PR #293, opened 2020-05-21
Vaclav 12.0.1 hama

calvix:


aws.yaml
```diff
@@ -1,5 +1,65 @@
...
+  - name: cert-exporter
+    version: 1.2.1
+  - name: cert-manager
+    componentVersion: 0.9.0
+    version: 1.0.7
+  - name: chart-operator
+    version: 0.12.4
+  - name: cluster-autoscaler
+    componentVersion: 1.16.2
+    version: 1.1.4
```
marians, line 20:
```suggestion
    componentVersion: 1.16.5
    version: 1.16.0
```

If you'd like to test the latest cluster-autoscaler version along the way...

PR #296, opened 2020-05-26
Remove commented out chart-operator

rossf7:
@paurosello Not urgent but just noticed this when I was testing cluster-operator.


marians:
I think in master this has been removed in the meantime.

rossf7:
Thanks @marians

PR #313, opened 2020-06-08
Archive old releases

tfussell:
While separating releases into directories, I brought in some previously disabled releases which we would like to keep for historical purposes but they should not be available on installations. I checked the versions of all TCs on all installations and found that these releases are not currently being used. A second set of eyes to check these would be great.


tfussell:
@giantswarm/team-ludacris @giantswarm/team-celestial @giantswarm/team-firecracker Please take a look at your provider releases to see if anything looks incorrect if you have a moment.

azure/kustomization.yaml
```diff
@@ -2,21 +2,8 @@ commonAnnotations:
...
   - v9.0.0
-  - v11.0.0
-  - v11.1.0
-  - v11.2.0
-  - v11.2.1
-  - v11.2.2
-  - v11.2.3
-  - v11.2.4
-  - v11.2.5
   - v11.2.6
```
nprokopic, line 7: You can also archive `11.2.6` for Azure.

PR #314, opened 2020-06-09
Add note for changed user values configmap

cokiengchiara:
These two notes should persist across all 9.0.x releases to prevent customer automation from causing issues. @tomahawk28 this is correct and I'm not saying some bullshit right? Haha


tomahawk28:
> These two notes should persist across all 9.0.x releases to prevent customer automation from causing issues. 

You're right, Since 9.0.6 is the first version from 9.x.x version, we should have this note here. 
Thanks for the notice!

cokiengchiara:
> It's a little surprising for me to have a message for our SEs in release notes since these are usually targeted towards customers, but I don't mind if you think it's useful. The content is good.

Thanks. Same here. Right now, we have no reliable place for SEs to look for these kinds of warnings. They are relevant for customers too. So I think it works for now. I checked in chapter-se channel too and @pipo02mix agreed it might help :)

PR #336, opened 2020-07-06
Allow suffixes in release names

yulianedyalkova:
This is part of the [release-operator implementation](https://github.com/giantswarm/giantswarm/issues/11716) and it will allow people to create test releases by simply adding a suffix to the name. So I will be able to call my test release v13.3.0-yulia instead of coming up with some random numbers.


releases_test.go
```diff
@@ -141,30 +141,33 @@ func Test_Releases(t *testing.T) {
...
-			err = v1beta1.Convert_v1beta1_CustomResourceValidation_To_apiextensions_CustomResourceValidation(crd.Spec.Validation, &v, nil)
-			if err != nil {
-				t.Fatal(microerror.Mask(err))
-			}
 
-			validator, _, err := validation.NewSchemaValidator(&v)
-			if err != nil {
-				t.Fatal(microerror.Mask(err))
-			}
+			for _, crdVersion := range crd.Spec.Versions {
```
MarcelMue, line 145: Should this iterate through or just take the highest version in there?

yulianedyalkova: Tbh I'm not sure, I just adapted the tests in the same way that we did it in [apiextensions](https://github.com/giantswarm/apiextensions/commit/1c32c5de067017dc8fe52dc718543b8b5e5e7179). 

Note that those are crd versions (so this should be just v1 in our case I think?) and not release versions.

tfussell: In this case, these are versions of the Releases API defined by the CRD rather than the version of the CRD itself (v1/v1beta1). It's possible to have different OpenAPIV3 schemata for different versions which is why I added this loop. Currently we only have one version of Releases so it's not that important either way.

PR #340, opened 2020-07-07
Sort releases and kustomization.yaml resources

tfussell:
To enable automated release creation, we need a consistent format for releases. I wrote a quick script which reads all releases and writes them to the same file with sorted fields and sorted components. I also sorted aws/azure/kvm kustomization.yaml for the same reason. There should be no change to the content of the releases.

### DIFF
--- a/aws/archived/v10.1.1/release.yaml
+++ b/aws/archived/v10.1.1/release.yaml
@@ -1,29 +1,30 @@
 apiVersion: release.giantswarm.io/v1alpha1
 kind: Release
 metadata:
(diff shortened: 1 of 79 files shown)


tfussell:
Tested on `geckon`. I didn't see any issues with the releases. Aside from reordering of components/apps, everything looks the same.

MarcelMue:
> Tested on `geckon`. I didn't see any issues with the releases. Aside from reordering of components/apps, everything looks the same.

Hit the button.

PR #326, opened 2024-11-19
Update Bitbucket PR author login

atefehmohseni:
Currently Bitbucket PR author login field uses user's nickname which is not unique. I suggest to use accountID or UUID instead as explained here:
https://developer.atlassian.com/cloud/bitbucket/bitbucket-api-changes-gdpr/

------------------------------------

Directions for this task: Your answer must be a single number, the count of lines in the data that hold the string "also".

Exercise output: 2